As before, he heard the mysterious voice announce “Your wish is granted!”
The former stonecutter, who then became a rich man, then a powerful government official was now the sun!
He was so happy! He could shine brightly on all bellow him. Soon he was out of control, causing droughts and giving people sun burns. Fires broke out and he was delighted at his new found power! Now he was happy, no one could stop him!
Until one day, rain clouds covered him. He tried with all his might, but as the sun, he could do nothing regarding the rain clouds. The rain clouds would come and cover him whenever they pleased and they would negate his power.
Frustrated, the former government official who was now the sun began to complain. How could he be happy as long as the clouds could cover him?
“Oh, I am so powerless, I can’t make the clouds move. If only I could be a cloud! Then I would truly be happy!”
As before, he heard a voice “your wish is granted.”
Now the man who once had been a stonecutter, then a rich man, then an important government official, then the sun, was a rain cloud.
He was so happy! He loved to cover the sun and to make rain. Soon the farms and forests that had been suffering from the drought grew lush and green. The rivers and lakes were once again full. But the man who had been a stonecutter and was now a cloud once again lost control and began to rain everywhere, too much, and to not allow the sun to shine. From his perspective he was more powerful than the sun and to allow the sun to shine would mean defeat. No, he was going to win! He was going to make it rain and rain for days without ceasing. Soon there were floods, houses were being washed away, plants were dying, roads were being destroyed, and the stonecutter who was now a cloud was loving it! He felt powerful!
He felt happy and powerful until he realized the mountain remained unmoved. It didn’t matter how hard he caused it to rain, the rock face of the mountain remained unmoved, unaffected, by the rain.
Once again the stonecutter turned rain cloud was miserable. He was so sad that he could not affect the rock. That mountain was stronger than he was. He whined and complained saying
“How can I be truly happy while that mountain remains there unmoved? What is the point of being a rain cloud if I cannot change the mountain, if I cannot significantly affect it by raining on it? Oh, if only I was a mountain, then I would be happy. If I was a mighty mountain, unaffected by the weather, then I would be truly powerful, and only then I could be truly happy!”

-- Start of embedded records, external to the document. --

PR #882, opened 2019-07-10
keadm support to fix panic error when port field is not mentioned during keadm join and reset

srivatsav123:
**What type of PR is this?**

 /kind bug

keadm support to fix panic error when port field is not mentioned during keadm join and reset

Fixes #

keadmjoin
keadmreset


rohitsardesai83:
@srivatsav123 , please create an issue to track this.

subpathdev:
https://github.com/kubeedge/kubeedge/blob/4315a2ce5f5772c4c719e2a00038f11fcdedae32/keadm/app/cmd/util/edgecoreinstaller.go#L155
has the same if condition as line 150; please merge the if body

rohitsardesai83:
@srivatsav123 , please address the review comments.

sids-b:
Lets get this one merged as it is a non-blocking code issue and we can fix it in further PRs

PR #885, opened 2019-07-10
Fix the bug #884

### LINKED ISSUE #884: Edge_core crashing if there is no bridge decvice when starting
**What happened**:
Edge_core crashing if there is no bridge decvice when starting

Edge_core waiting for creating bridge device when starting

delete the bridge device "docker0", and restarting the edge_core program.

**Environment**:
- KubeEdge version:
- Hardware configuration:
- Kernel (e.g. `uname -a`):
- Others:

arcanique:
**What type of PR is this?**
>
> /kind bug

>
> Fix the bug #884

Fixes #884 

### DIFF
--- a/edgemesh/pkg/server/dns.go
+++ b/edgemesh/pkg/server/dns.go
@@ -76,20 +76,26 @@ func DnsStart() {
 
 // getDnsServer returns the specific interface ip of version 4
 func getDnsServer() (net.IP, error) {
-	ifaces, err := net.InterfaceByName(inter)
-	if err != nil {
-		return nil, err
-	}
-
-	addrs, _ := ifaces.Addrs()
-
-	for _, addr := range addrs {
-		if ip, inet, _ := net.ParseCIDR(addr.String()); len(inet.Mask) == 4 {
-			return ip, nil
+	for {
+		ifaces, err := net.InterfaceByName(inter)
+		if err != nil {
+			log.LOGGER.Warnf("get interface error : %s", err)
+			time.Sleep(time.Second * 3)
+			continue
 		}
+
+		addrs, _ := ifaces.Addrs()
+
+		for _, addr := range addrs {
+			if ip, inet, _ := net.ParseCIDR(addr.String()); len(inet.Mask) == 4 {
+				return ip, nil
+			}
+		}
+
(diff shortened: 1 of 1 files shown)


edgemesh/pkg/server/dns.go
```diff
@@ -76,20 +76,26 @@ func DnsStart() {
...
 func getDnsServer() (net.IP, error) {
-	ifaces, err := net.InterfaceByName(inter)
-	if err != nil {
-		return nil, err
-	}
+	for {
+		ifaces, err := net.InterfaceByName(inter)
+		if err != nil {
+			log.LOGGER.Warnf("get interface error : %s", err)
+			time.Sleep(time.Second * 5)
```
Baoqiang-Zhang: why sleep here?

edgemesh/pkg/server/dns.go
```diff
@@ -76,20 +76,26 @@ func DnsStart() {
...
-		if ip, inet, _ := net.ParseCIDR(addr.String()); len(inet.Mask) == 4 {
-			return ip, nil
+		for _, addr := range addrs {
+			if ip, inet, _ := net.ParseCIDR(addr.String()); len(inet.Mask) == 4 {
+				return ip, nil
+			}
 		}
+
+		log.LOGGER.Warnf("the interface " + inter + " has not config ip of version 4")
+		time.Sleep(time.Second * 5)
```
Baoqiang-Zhang: ditto

edgemesh/pkg/server/dns.go
arcanique: The main reason for this bug is that containerd will only create network devices when the Pod is first created. Therefore, during the period of edge_core startup, it will always loop execution. The purpose of adding sleep is to make the cpu not too high. When you deploy the first Pod, this function will detect the corresponding device and exit normally.

edgemesh/pkg/server/dns.go
arcanique: The reason is the same as above.

edgemesh/pkg/server/dns.go
rohitsardesai83: can we reduce the sleep time ? 5 seconds looks high.

arcanique: I can reduce this time to 3 seconds.

PR #886, opened 2019-07-10
Adding extended header parameters

lidiyag:
**What type of PR is this?**
kind bug

This PR adds some external header parameters to the websocket request send to cloud.


lidiyag:
These headers are no longer used in current code and hence closing this PR.

PR #893, opened 2019-07-11
modify the cni-plugin version , recommend using version 0.2.0

### LINKED ISSUE #892: version information in the cni-plugin configuration file causes a exception
**What happened**:
Follow the instructions in the guide, if the cni-plugin version is set to 0.3.0 , there will be an error with  "failed to find network info for sandbox".

Follow the instructions in the guide,  the system is all right

use any of the 0.1.0 to 0.4.1versions of  cni-plugin ,and set the version feild to  "0.3.0". and then deploy an app. It will be reproduce. 

**Environment**:
- KubeEdge version:
- Hardware configuration:
- Kernel (e.g. `uname -a`):
- Others:

arcanique:
**What type of PR is this?**
>
> /kind bug

>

As the times before, he heard a mysterious voice say “your wish is granted.”
Now the former stonecutter, who had become a rich man, than an important government official, then the sun, and then the rain cloud, now became a mighty mountain. His rock face would not be affected by the sun or the rain. He was now mightier than all. He was finally happy!
Until he noticed a peculiar sound. A sound he was familiar with. A hammer and a chisel. It could not be! Someone was taking a piece off of him! As mighty and tall and strong and tough as he was as a mountain, a simple stonecutter was taking away a piece of him, and he could do nothing about it.
What was the point of being a mighty mountain if a little man could come and little by little carry away pieces of him? He felt, helpless, he felt vulnerable, he felt weak, and just like that his happiness left him.
“Oh,” he thought to himself, “if only I could be a stonecutter. Then I would be mightier than the mountain, then I would be truly happy.”
Once again, the now familiar voice was heard saying “your wish is granted.”
The stonecutter went back to his life, knowing that he was the happiest he could be, realizing that despite the aches and pains and hardships, he would rather be a stonecutter than anything else.